La vivienda en Suecia vive la mayor caída del precio desde 2008 (pero nadie en el sector habla de crisis)

18.01.2018

El precio de la vivienda en Suecia, una de las economías más potentes de Europa, sufre el mayor descenso desde la crisis, con caídas intertrimestrales superiores al 7,5%. Pese a estas cifras que anuncian un nuevo estallido de la burbuja inmobiliaria, el sector se mantiene tranquilo gracias a una economía en crecimiento, un desempleo a la baja y la capacidad de ahorro de las familias.

Suecia sufre la mayor desaceleración en el mercado de la vivienda del país desde 2008, cuando estalló la crisis económica mundial. Los últimos datos intertrimestrales de diciembre cifran la caída en el 7,8% frente al trimestre pasado, el mayor descenso en los últimos 10 años. Mientra, en términos interanuales, los precios cayeron un 2,5%, la mayor caída desde marzo de 2012.
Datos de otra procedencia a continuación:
PR #450, opened 2023-06-14
TestContainer-based tests use container IP instead of port mapping

scottopell:
## What is changing:
1. When TestContainers unit tests start the `misbehaving-jmx-server`, they now communicate directly via the container's IP address instead of utilizing a mapped port on the docker-host.
2. The `misbehaving-jmx-server` jar now has 2 entrypoints, one is the existing misbehaving jmx server, and the second is a supervisor process which is responsible for starting the jmx server with the correct RMI hostname.
    - This introduces a 2-phase startup for the `misbehaving-jmx-server` as the JMX server _must_ have the correct RMI hostname set in order for the TestContainer client to connect successfully. That is the container's IP address, which can't be known until the container starts.
    - If you have a better idea for addressing the container to make this a one-stage startup, please point it out! This is the best I was able to think up.

## Why is this changing?
Short answer: for compatibility with gitlab CI environment.
Longer answer: In our gitlab environment, there are iptable rules preventing a container from communicating with the docker-host on anything except for the docker daemon port. The recommended TestContainers approach here is to communicate to spawned containers via the docker-host (ie, gateway of the bridge network) to support cases where the docker containers are spawned in a remote network that you don't have access to. In our case, we don't need to support that scenario as we actually require direct connectivity to support RMI, so this simplifies things a bit and adds support for more environments to run in.

## Diagram please?
Of course! 
image

### DIFF
--- a/.gitlab-ci.yml
+++ b/.gitlab-ci.yml
@@ -1,9 +1,38 @@
 stages:
   - deploy_to_sonatype
   - create_key
+  - run_tests
 
 variables:
   REGISTRY: 486234852809.dkr.ecr.us-east-1.amazonaws.com
+  # ryuk is a privileged container started by testcontainers which cleans up containers at the end of testing
+  # It is not necessary if the docker env cleans itself up (which I'm assuming gitlab 'runner:docker' runners do)
+  TESTCONTAINERS_RYUK_DISABLED: "true"
+
+
+# Testing is handled by circleCI for PRs, but we also run maven tests as part of the deploy process
+# This run_tests job is useful for ensuring the tests run fine without any of the deployment bits
+run_tests:
+  stage: run_tests
+
+  rules:
+    - when: manual
+      allow_failure: true
+
+  tags:
+    - "runner:docker"
+
+  image: maven:3.9.1-eclipse-temurin-8
+
+  script:
+    - export TESTCONTAINERS_RYUK_DISABLED=true
+    - mvn -Dhttps.protocols=TLSv1.2 -Dcheckstyle.skip=true -Dtests.log_level=info -Djdk.attach.allowAttachSelf=true -B test
+
+  artifacts:
+    expire_in: 1 mos
+    paths:
+      - ./target/surefire-reports/*.txt
+
 
 # From the tagged repo, push the release artifact
 deploy_to_sonatype:
--- a/.gitlab-ci.yml
+++ b/.gitlab-ci.yml
@@ -6,7 +6,7 @@ stages:
 variables:
   REGISTRY: 486234852809.dkr.ecr.us-east-1.amazonaws.com
   # ryuk is a privileged container started by testcontainers which cleans up containers at the end of testing
-  # It is not necessary if the docker env cleans itself up (which I'm assuming gitlab 'runner:docker' runners do)
+  # It is not necessary for our gitlab CI env as #ci-cd infra tears everything down at the end of a gitlab run
   TESTCONTAINERS_RYUK_DISABLED: "true"
 
 
--- a/.gitlab-ci.yml
+++ b/.gitlab-ci.yml
@@ -1,7 +1,7 @@
 stages:
   - deploy_to_sonatype
   - create_key
-  - run_tests
+  - run_unit_tests
 
 variables:
   REGISTRY: 486234852809.dkr.ecr.us-east-1.amazonaws.com
@@ -11,9 +11,9 @@ variables:
 
 
 # Testing is handled by circleCI for PRs, but we also run maven tests as part of the deploy process
-# This run_tests job is useful for ensuring the tests run fine without any of the deployment bits
-run_tests:
-  stage: run_tests
+# This run_unit_tests job is useful for ensuring the tests run fine without any of the deployment bits
+run_unit_tests:
+  stage: run_unit_tests
 
   rules:
     - when: manual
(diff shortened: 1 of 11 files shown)


.gitlab-ci.yml
```diff
@@ -1,9 +1,38 @@
...
+    - when: manual
+      allow_failure: true
+
+  tags:
+    - "runner:docker"
+
+  image: maven:3.9.1-eclipse-temurin-8
+
+  script:
+    - export TESTCONTAINERS_RYUK_DISABLED=true
```
scottopell, line 28:
```suggestion
```

.gitlab-ci.yml
```diff
@@ -1,9 +1,38 @@
...
+    - mvn -Dhttps.protocols=TLSv1.2 -Dcheckstyle.skip=true -Dtests.log_level=info -Djdk.attach.allowAttachSelf=true -B test
```
scottopell, line 29: Add the necessary options (I think just `allowAttachSelf`) to the sonatype deploy job

src/test/java/org/datadog/jmxfetch/JMXServerSupervisorClient.java
```diff
@@ -0,0 +1,81 @@
...
+    public JMXServerSupervisorClient(String host, int port) {
+        this.host = host;
+        this.port = port;
+    }
+
+    public void setRmiHostname(String rmiHostname) throws IOException {
+        sendPostRequestWithFormParams("/config", Collections.singletonMap("rmiHostname", rmiHostname));
+    }
+
+    private void sendPostRequestWithFormParams(String endpoint, Map<String, String> formParams) throws IOException {
```
scottopell, line 29: consolidate this into json body, don't duplicate the post request sender with one version for json body and a second for form params.

src/test/java/org/datadog/jmxfetch/TestReconnectContainer.java
```diff
@@ -47,24 +57,47 @@ private static boolean isDomainPresent(String domain, MBeanServerConnection mbs)
...
+    @Rule(order = 0)
     public GenericContainer<?> cont = new GenericContainer<>(img)
-        .withExposedPorts(rmiPort, controlPort)
+        .withExposedPorts(rmiPort, controlPort, supervisorPort)
         .withEnv(Collections.singletonMap("RMI_PORT", "" + rmiPort))
         .withEnv(Collections.singletonMap("CONTROL_PORT", "" + controlPort))
-        .waitingFor(Wait.forLogMessage(".*IAMREADY.*", 1));
+        .withEnv(Collections.singletonMap("SUPERVISOR_PORT", "" + supervisorPort))
+        .waitingFor(Wait.forLogMessage(".*JMX server has started.*", 1));
+        // TODO switch to a http ready check, but need to be able to address container by container IP, not gateway/docker-host
```
scottopell, line 68: address this, if its possible then do it, otherwise double check that the log will not be triggered before the JMX server is actually ready.

tools/misbehaving-jmx-server/src/main/java/org/datadog/supervisor/App.java
```diff
@@ -0,0 +1,165 @@
...
+                ctx.status(200);
+            } else {
+                ctx.status(500);
+            }
+        });
+
+        log.info("Supervisor HTTP control interface at :{}", App.config.controlHttpPort);
+        app.start(App.config.controlHttpPort);
+
+        log.info("Starting JMX subprocess");
```
scottopell, line 84: Consider _not_ starting the jmx subprocess until we recieve our initial bundle of init values (ie, rmiHostname).

This is currently attempting to support a case where some users of `misbehaving-jmx-server` may need the custom rmi hostname and some may not, but in reality all of our users _do_ need this support, so lets bake that assumption in and not try to be too smart

.gitlab-ci.yml
```diff
@@ -44,7 +72,7 @@ deploy_to_sonatype:
     - set -x
 
     - echo "Building release..."
-    - mvn -DperformRelease=true -Daether.checksums.algorithms=SHA-512,SHA-256,SHA-1,MD5 --settings ./settings.xml clean deploy
+    - mvn -Djdk.attach.allowAttachSelf=true -DperformRelease=true -Daether.checksums.algorithms=SHA-512,SHA-256,SHA-1,MD5 --settings ./settings.xml clean deploy
```
scottopell, line 75: Will be necessary in the future if we upgrade the JVM that we perform the releases under to 9+, but currently not needed. Just future-proofing here.

src/test/java/org/datadog/jmxfetch/JMXServerSupervisorClient.java
```diff
@@ -0,0 +1,57 @@
...
+        this.port = port;
+    }
+
+    public void initializeJMXServer(String rmiHostname) throws IOException {
+        String endpoint = "/init";
+        String jsonPayload = "{\"rmiHostname\": \""  + rmiHostname + "\"}";
+        sendPostRequestWithPayload(endpoint, jsonPayload);
+    }
+
+    private void sendPostRequestWithPayload(String endpoint, String jsonPayload) throws IOException {
```
scottopell, line 28: This is duplicated from `JMXServerControlClient.java`. I'll extract this to a base-class

scottopell:
ReTested MacOS and it still does not work with a naive `mvn test`, but still _does_ work using the docker-wormhole settings described in the README

carlosroman (approved):
We should add a card somewhere to track fixing testcontainer tests on macOS.

scottopell:
I don't think there's any way to fix the testcontainer tests on macos, its a limitation of the networking in docker-desktop.
The workaround in the readme works both with and without this PR

PR #453, opened 2023-07-06
custom jmxfetch bean to track number of ingested beans, attributes, and metrics

cmetz100:
This pr is part of a multi stage process to increase observability within jmxfetch. Another [pr](https://github.com/DataDog/jmxfetch/pull/467) adds a check that uses proccess_regex to attach to jmxfetch's jvm in order to collect mbean data from our own application. In this pr I have added jmx MBeans that are registered for each instance of jmxfetch and track the number of beans, metrics, and attributes that each instance collects and exposes this under the jmxFetch domain where the check from my other pr will be able to pick up this data in addition to general jmfetch metrics.


src/main/java/org/datadog/jmxfetch/Instance.java
```diff
@@ -257,6 +266,19 @@ public Instance(
         } else {
             log.info("collect_default_jvm_metrics is false - not collecting default JVM metrics");
         }
+        //create bean to track data of this instance
+        JMXbean = beanManager.createJMXBean(this);
```
scottopell, line 270: This uses a static instance of the `BeanManager` class to create each telemetry bean, but I'm not sure why we need the static instance and the "factory" like aspect of this.

Is there a reason why we cannot simply create a new instance of the "telemetry bean" from `Instance` directly and set it as an instance property?

This would remove the need for `BeanManager` entirely and simplify the code structure here

src/main/java/org/datadog/jmxfetch/Instance.java
```diff
@@ -257,6 +266,19 @@ public Instance(
...
+    }
+
+    public void updateBeanInfo()throws Exception {
+        if (JMXbean != null){
```
scottopell, line 274: Is it possible for `JMXbean` to be `null`?

src/main/java/org/datadog/jmxfetch/Instance.java
```diff
@@ -257,6 +266,19 @@ public Instance(
...
+            refreshBeansList();
```
scottopell, line 275: This and the below `getMatchingAttributes` are expensive operations, if the instance is monitoring a JVM exposing 10s of thousands of beans, then we must go fetch each of those 10s of thousands of beans and check each attribute to see if it must be monitored.

In the current draft of this PR, we're calling `updateBeanInfo` in the main collect loop every 15s, so this will create a LOT more JMX traffic and use up more CPU.

We should try to structure the updates to the `beanCount` `attributeCount` and `metricCount` to use the existing bean refresh, existing attribute match, and existing metric collection instead of calling them again here.

src/main/java/org/datadog/jmxfetch/Instance.java
```diff
@@ -257,6 +266,19 @@ public Instance(
...
+            getMatchingAttributes();
+            JMXbean.setBeanCount(beans.size());
+            JMXbean.setAttributeCount(matchingAttributes.size());
+            JMXbean.setMetricCount(getMetrics().size());
```
scottopell, line 279: Similar to my comment above, `getMetrics` is a very expensive call, we should not be adding more calls to it.

src/main/java/org/datadog/jmxfetch/util/BeanManager.java
```diff
@@ -0,0 +1,53 @@
...
+        registeredBeans = new HashMap<>();
+    }
+
+    private ObjectName getObjName(String domain,String name) throws MalformedObjectNameException {
+        return new ObjectName(domain + ":name=" + name);
+    }
+
+    public BeanJavaApp createJMXBean(Instance instance){
+        //if the instance already has a bean just return that 
+        if (registeredBeans.get(instance.getCheckName()) != null){
```
scottopell, line 34: What is a scenario when an instance already has a telemetry bean?

scottopell (changes requested):
This is a good start in that it works, but now we need to make it efficient. We should not be creating any un-necessary work to update our telemetry, instead we should try to use the existing data that is already collected as part of JMXFetch's execution

scottopell:
Also please try to add some unit tests for this. You should be able to get something working using the `TestApp` from the existing unit tests and assert on the values from the instance's telemetry bean.

src/main/java/org/datadog/jmxfetch/Instance.java
```diff
@@ -257,8 +271,50 @@ public Instance(
...
+
+    public String escape(String inputString){
+        final String[] metaCharacters = {"*","?"};
+    
+        for (int i = 0 ; i < metaCharacters.length ; i++){
+            if(inputString.contains(metaCharacters[i])){
+                inputString = inputString.replace(metaCharacters[i],"\\"+ metaCharacters[i]);
+            }
+        }
+        inputString = "\"" + inputString + "\"";
```
scottopell, line 293: lets try to use the `ObjectName.quote` where its possible, rather than manually quoting/escaping/unquoting

src/main/java/org/datadog/jmxfetch/Instance.java
```diff
@@ -257,8 +271,50 @@ public Instance(
...
+        JmxfetchTelemetry bean = new JmxfetchTelemetry(this);
+        log.info("Created jmx bean for instance: " + this.getCheckName());
+
+     try {
+                JMXbean_name = getObjName("JMXFetch" , this.getName());
+                mbs.registerMBean(bean,JMXbean_name);
+                log.info("Succesfully registered jmx bean for instance: " + this.getCheckName());
+
+        } catch (MalformedObjectNameException | InstanceAlreadyExistsException | MBeanRegistrationException | NotCompliantMBeanException e) {
+                    log.warn("Could not register bean for instance: " + this.getCheckName());
```
scottopell, line 309: make sure you print which type of exception, I believe you're only printing out the stack trace at the moment

src/main/java/org/datadog/jmxfetch/Instance.java
```diff
@@ -485,6 +541,16 @@ public List<Metric> getMetrics() throws IOException {
...
             }
         }
+        JMXbean.setBeanCount(beans.size());
+        JMXbean.setAttributeCount(matchingAttributes.size());
+        JMXbean.setMetricCount(metrics.size());
+        log.info("There are " + mbs.getMBeanCount() + "total beans currrently registered");
+        try {
+            log.info("updating jmx bean for instance" + this.getName() +  " with bean: " + mbs.getObjectInstance(JMXbean_name).toString());
+        } catch (Exception e) {
+            // TODO: handle exception
```
scottopell, line 551: ensure we fill this in eventually

src/main/java/org/datadog/jmxfetch/Instance.java
```diff
@@ -706,7 +772,7 @@ private void refreshBeansList() throws IOException {
         }
 
         this.beans = (this.beans.isEmpty()) ? connection.queryNames(null) : this.beans;
-        this.lastRefreshTime = System.currentTimeMillis();
+        this.lastRefreshTime = System.currentTimeMillis();
```
scottopell, line 775: whitespace at the end of the line, look up how to configure VSCode to automatically trim trailing whitespace

src/main/java/org/datadog/jmxfetch/Instance.java
```diff
@@ -773,8 +839,18 @@ public boolean isLimitReached() {
         return this.limitReached;
     }
 
+    private void cleanBean(){
```
scottopell, line 842:
```suggestion
    private void cleanupTelemetryBean(){
```

src/main/java/org/datadog/jmxfetch/Instance.java
```diff
@@ -257,8 +271,35 @@ public Instance(
...
+        log.debug("Created jmx bean for instance: " + this.getCheckName());
+
+        try {
+            jmxBeanName = getObjName("JMXFetch" , this.getName());
+            mbs.registerMBean(bean,jmxBeanName);
+            log.debug("Succesfully registered jmx bean for instance: " + this.getCheckName());
+
+        } catch (MalformedObjectNameException | InstanceAlreadyExistsException
+                | MBeanRegistrationException | NotCompliantMBeanException e) {
+            log.debug("Could not register bean for instance: " + this.getCheckName(),e);
```
scottopell, line 295:
```suggestion
            log.warn("Could not register bean for instance: " + this.getCheckName(),e);
```

lets up the visibility of this error a bit, as far as we know this should never occur, so if it does, its worth investigating more.

src/main/java/org/datadog/jmxfetch/Instance.java
```diff
@@ -257,8 +271,35 @@ public Instance(
...
+            e.printStackTrace();
```
scottopell, line 296:
```suggestion
```

no longer needed since you're now printing the entire `e` exception above

src/main/java/org/datadog/jmxfetch/Instance.java
```diff
@@ -485,6 +526,13 @@ public List<Metric> getMetrics() throws IOException {
                 }
             }
         }
+        jmxBean.setBeanCount(beans.size());
+        jmxBean.setAttributeCount(matchingAttributes.size());
+        jmxBean.setMetricCount(metrics.size());
+        log.debug("Updated jmx bean for instance: " + this.getCheckName() + " for bean: "
+                + jmxBean.toString() + " With number of beans = " + jmxBean.getBeanCount()
```
scottopell, line 533: what does `jmxBean.toString()` look like here? Do you have an example of this log line?

scottopell (commented):
Mostly just naming comments

scottopell (approved):

PR #456, opened 2023-07-18
Caleb/jmxfetch mbean remove quotes config

cmetz100:


src/main/java/org/datadog/jmxfetch/JmxAttribute.java
```diff
@@ -191,6 +194,22 @@ private List<String> getBeanParametersList(
         return beanTags;
     }
 
+    private List<String> normalizeInstanceParameters(List<String> beanParametersList) {
```
scottopell, line 197: Can we consolidate this functionality into the existing `sanitizeParameters` function? They're both doing similar things at a high level -- iterating through a list of bean parameters and formatting them into tags.

src/main/java/org/datadog/jmxfetch/JmxAttribute.java
```diff
@@ -191,6 +194,22 @@ private List<String> getBeanParametersList(
...
+        List<String> instanceTagsList = new ArrayList<String>(beanParametersList.size());
+        for (String beanParameter : beanParametersList) {
+            if (normalizeBeanParamTags == true) {
+                String oldBeanParamater = beanParameter;
```
scottopell, line 201:
```suggestion
                String oldBeanParameter = beanParameter;
```

src/main/java/org/datadog/jmxfetch/JmxAttribute.java
```diff
@@ -191,6 +194,22 @@ private List<String> getBeanParametersList(
...
+                beanParameter = beanParameter.replace("\"","");
+                if (!oldBeanParamater.equals(beanParameter)) {
+                    log.info("Removing quotes on bean with parameter: " + oldBeanParamater);
```
scottopell, line 204: info is too high a level for this. Maybe `debug` level, but even that may be too high. This will happen a LOT and the logs are not that useful. I'd be inclined to get rid of this log altogether.

scottopell (commented):
Good change overall, big picture I'd like to avoid adding a new function similar to the existing `sanitizeParameterNames`, but other than that its a good change and good tests.

src/main/java/org/datadog/jmxfetch/JmxAttribute.java
scottopell: we discussed this, `sanitizeParameters` is `static` which is why this was separated. Lets try to make `sanitizeParameters` non-static and consolidate.

src/main/java/org/datadog/jmxfetch/JmxAttribute.java
```diff
@@ -195,12 +198,17 @@ private List<String> getBeanParametersList(
...
-    private static List<String> sanitizeParameters(List<String> beanParametersList) {
+    private List<String> sanitizeParameters(List<String> beanParametersList) {
         List<String> defaultTagsList = new ArrayList<String>(beanParametersList.size());
         for (String rawBeanParameter : beanParametersList) {
             // Remove `|` characters
             String beanParameter = rawBeanParameter.replace("|", "");
 
+            // Remove `"` characters
+            if(normalizeBeanParamTags == true) {
+                beanParameter = beanParameter.replace("\"","");
```
scottopell, line 209: do you think we should remove all quotes or only the quotes at the start/end of the bean parameter?

src/main/java/org/datadog/jmxfetch/JmxAttribute.java
```diff
@@ -191,16 +194,31 @@ private List<String> getBeanParametersList(
         return beanTags;
     }
 
+    private String unquote(String beanParameter) {
```
scottopell, line 197: Lets add a brief comment describing the try-catch here. Something to help future readers understand that if the `beanParameter` doesn't contain quotes, its expected to hit the catch and return the original.

scottopell (approved):
Looks good!

scottopell:
Can you just update the title of this PR and the description to describe why this is useful? When we squash+merge, the PR title and description are in the commit msg

PR #457, opened 2023-07-21
Update management agent logic and comments for java 7 vs 8 vs 9

cmetz100:
This pr updates some minor logic and comments regarding the state of the localManagementAgent across java versions and its role in attaching to a local running java process. The goal is to have a better understanding of how we can use process_regex to configure a jmxfetch check that attaches to itself.


scottopell:
This looks pretty good to me, can you take it out of draft and add a description to this PR?

scottopell:
Oh see also the linter warnings. We enforce a 100char line length in this repo, you have some violations.

PR #459, opened 2023-07-24
updated tests and misbehaving to work on MacOS

cmetz100:


tools/misbehaving-jmx-server/src/main/java/org/datadog/misbehavingjmxserver/App.java
```diff
@@ -83,6 +83,9 @@ public static void main( String[] args ) throws IOException, MalformedObjectName
         // I don't think this call is actually important for jmx, the below 'env' param to JMXConnectorServerFactory is the important one
         RMISocketFactory.setSocketFactory(customRMISocketFactory);
 
+        // Explicitly set rmi server host, seems to be issues with the default on our corp computers host MacOS
```
scottopell, line 86:
```suggestion
        // Explicitly set RMI hostname to specified argument value
```

I don't think its necessary to mention the specific case we're working around.  Really this way is the most correct and it should have been written this way in the first place. So you're just correcting my mistake :)

pom.xml
```diff
@@ -223,7 +223,7 @@
                 <version>${maven-surefire-plugin.version}</version>
                 <configuration>
                     <!-- required for tests in jdk9+ ref https://bugs.openjdk.org/browse/JDK-8180425 -->
-                    <argLine>-Djdk.attach.allowAttachSelf=true</argLine>
+                    <argLine>-Djdk.attach.allowAttachSelf=true -Djava.rmi.server.hostname=localhost</argLine>
```
scottopell, line 226: add a comment above explaining that this is needed in some macos configurations in order to be able to connect.

scottopell (approved):

scottopell (approved):

PR #463, opened 2023-08-03
Adding Maven Wrapper to project

carlosroman:
Updated all scripts/pipelines to use the Maven Wrapper. This should make it easier to get started when working on this project as all you need is a JDK. 

Currently package the app fails on modern JDKs so you need to build/package it using:
```
docker run -it --rm --name my-maven-project -v "$(pwd)":/usr/src/app -w /usr/src/app eclipse-temurin:8u382-b05-jdk ./mvnw -DskipTests clean package
```


scottopell (approved):

brett0000FF (approved):
Looks good! Just a few small suggestions.

scottopell (approved):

Sin embargo, analistas, expertos y los propios políticos afirman que la economía sueca es fuerte y solvente y no aprecian el peligro de un estallido de una nueva burbuja inmobiliaria.

La economía sueca se expande mucho más rápido que el resto de Europa, cuenta con elevados niveles de confianza, un desempleo a la baja y unas finanzas estales que son la envidía de la UE.

Según datos de Eurostat, el crecimiento del sector de la construcción en Suecia está siendo en los últimos meses el mayor de Europa junto a países como Hungría o Bulgaria. Los economistas destacan que este sector muestra fortaleza porque la población del país quiere comprar vivienda y la demografía favorece.

Afirman que esta corrección de precios se produce por un aumento en la construcción para satisfacer ese exceso de demanda más que una crisis económica o financiera. Su nivel de construcción es el más alto desde la década de los 90.

"Suecia puede resistir una caída de los precios de la vivienda", afirma Anna Breman, economista jefe de Swedbank AB, el mayor prestamista hipotecario del país.

Los expertos confían en la caída del desempleo, con la tasa más baja desde antes de la crisis en 2008. El país cuenta con superávit presupuestario ante una posible inversión adicional. Los hogares suecos son más ricos, con un incremento del 1,3% en el tercer trimestre, y mantienen la capacidad de ahorro.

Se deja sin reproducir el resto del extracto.